En France je nous croyais à l’abri des pensées et comportements extrémistes qui sévissent par exemple en Suisse, où tout poisson pêché doit obligatoirement être tué. Loi écologiste paradoxale et incohérente pour toute personne qui pratique la pêche, mais d’un point de vue d’un non pêcheur qui peut être logique. Une page Facebook française a récemment comparé la pêche à la torture, à la chasse aux espèces protégées en Afrique et autre activité plutôt horribles et cruelles. Mais que répondre ?

Etant moi-même très concerné par la cause animale et à deux doigt de devenir vegan, ce parti pris de quelqu’un voulant protéger les animaux à l’encontre de la pêche m’a interpellé.

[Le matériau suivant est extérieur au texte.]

PR #883, opened 2025-03-23
Split Tests by Modified Path for PR

jabbate19:
#### What type of PR is this?

N/A

Tests for Implants/Tavern will only run if those files were changed. Implant tests only if `./implants`, tavern tests only if `./tavern`

N/A

### DIFF
--- a/.github/workflows/implant-tests.yml
+++ b/.github/workflows/implant-tests.yml
@@ -1,4 +1,4 @@
-name: Tests
+name: Implant Tests
 
 on:
   workflow_dispatch: ~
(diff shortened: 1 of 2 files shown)


.github/workflows/implant-tests.yml
```diff
@@ -1,35 +1,18 @@
...
+name: Implant Tests
 
 on:
   workflow_dispatch: ~
   push:
     branches: [ main ]
   pull_request:
     branches: [ main ]
+    paths:
+      - implants/**
```
hulto, line 10: I think some stuff in bin needs to be included.
`create_file_dll` and `reflective_loader` comes to mind.
Also I'd double check how the grpc defs get copied from tavern ---> implants.

KCarretto:
What if I change a c2 protobuf in tavern? Will we not run implant tests (which should now have updated code)?

KCarretto:
closing, stale

PR #136, opened 2021-01-06
Order amount splits

alexmatson-da:
This starts adding some improvements to the Order Form for investors. 

The main thing is instead of selecting a deposit from a dropdown, you are free to enter any amount you wish. The UI looks up available deposits and picks the first deposit CID that contains at least that amount, and exercises the same choice as it used to. 

The choice now performs the split automatically if the amount is less than the total amount of the deposit.

I also added a read-only text input that previews the total amount of asset you'll get if the order gets accepted and filled, and some nicer error handling if the amount is invalid for some reason.

Screen Shot 2021-01-06 at 11 05 06 AM
Screen Shot 2021-01-06 at 11 06 05 AM

### DIFF
--- a/daml/Marketplace/ExchangeParticipant.daml
+++ b/daml/Marketplace/ExchangeParticipant.daml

Non pas interrogé car cela fait des années que je me suis moi-même questionné sur mon impact et mon activité halieutique, mais interpellé.

J’en suis venu tout naturellement à la conclusion qu’une personne qui prend la pêche pour de la torture animale est tout simplement quelqu’un qui n’a jamais pêché de sa vie, ou alors qui a été initié par quelqu’un qui ne respecte pas du tout les poissons, il y en a. Mais la pêche regroupe tellement de pratiques différentes qu’un pêcheur confirmé sait qu’il est possible de pratiquer cette activité en respectant un maximum les poissons. Et bien sûr il est tout aussi possible de pratiquer la pêche en faisant souffrir un maximum les poissons.

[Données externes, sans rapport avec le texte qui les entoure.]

PR #137, opened 2021-01-07
Address and/or silence UI build warnings

alexmatson-da:


ui/src/components/Broker/Broker.tsx
```diff
@@ -85,6 +85,7 @@ const Broker: React.FC<Props> = ({ onLogout }) => {
                 location: { ...profile.location, value: rbData.location }
             })
         }
+    // eslint-disable-next-line
```
alexmatson-da, line 88: These need a bit more thought to be properly fixed; we may have to switch from `useEffect` to `useReducer` in these cases. 

So for now I just suppressed the warning as to not clutter up the console.

Sarahb-da (approved):
yay

PR #140, opened 2021-01-07
Merge deposits automatically when placing an order

alexmatson-da:


daml/Marketplace/ExchangeParticipant.daml
```diff
@@ -78,19 +78,24 @@ template ExchangeParticipant
...
       nonconsuming ExchangeParticipant_PlaceBid : (ContractId OrderRequest, ContractId DepositDebitRequest)
         with
-          depositCid : ContractId AssetDeposit
+          depositCids : [ContractId AssetDeposit]
           pair : IdPair
           amount : Decimal
           price : Decimal
         do
-          deposit <- fetch depositCid
+          aggregate_qty <- getDepositQuantities depositCids
```
alexgraham-da, line 86: Please use camel case for DAML variable names (also line 116)

daml/Marketplace/Utils.daml
```diff
@@ -40,3 +41,12 @@ getAccountOwnerProvider: Text -> (Party, Party)
 getAccountOwnerProvider label =
   let [owner, provider] = map (fromSome . partyFromText . replace "'" "") (splitOn "@" label)
   in (owner, provider)
+
+getDepositQuantities : [ContractId AssetDeposit] -> Update (Numeric 10)
```
alexgraham-da, line 45: We should use `Decimal` here - while it's just a type synonym of `Numeric 10`, `AssetDeposit` uses `Decimal` for `quantity` so it's best to match that, in case either of them get changed in the future.

daml/Marketplace/Utils.daml
```diff
@@ -40,3 +41,12 @@ getAccountOwnerProvider: Text -> (Party, Party)
...
+getDepositQuantities depositCids = do
+  deposit_quantities <- do
```
alexgraham-da, line 47: Camel case should be used here as well, also this `do` is redundant

You could also drop the variable/initial do block altogether and do `foldl (+) 0.0 <$> forA depositCids ...etc`

alexgraham-da:
a few comments on the DAML, but otherwise this looks good!

alexgraham-da (approved):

Alors oui on peut exclure de cette notion de respect les pêcheurs qui ne remettent pas à l’eau leurs poissons, qui les laissent agoniser et étouffer des heures à l’air. Oui on peut être choqué par la pêche aux appâts vivants qui s’apparente effectivement à de la torture animale d’espèces qui ne peuvent exprimer leur souffrance.

Oui on peut trouver horrible les méthodes de pêche qui piquent les poissons loin dans la gorge en leur administrant des blessures fatales.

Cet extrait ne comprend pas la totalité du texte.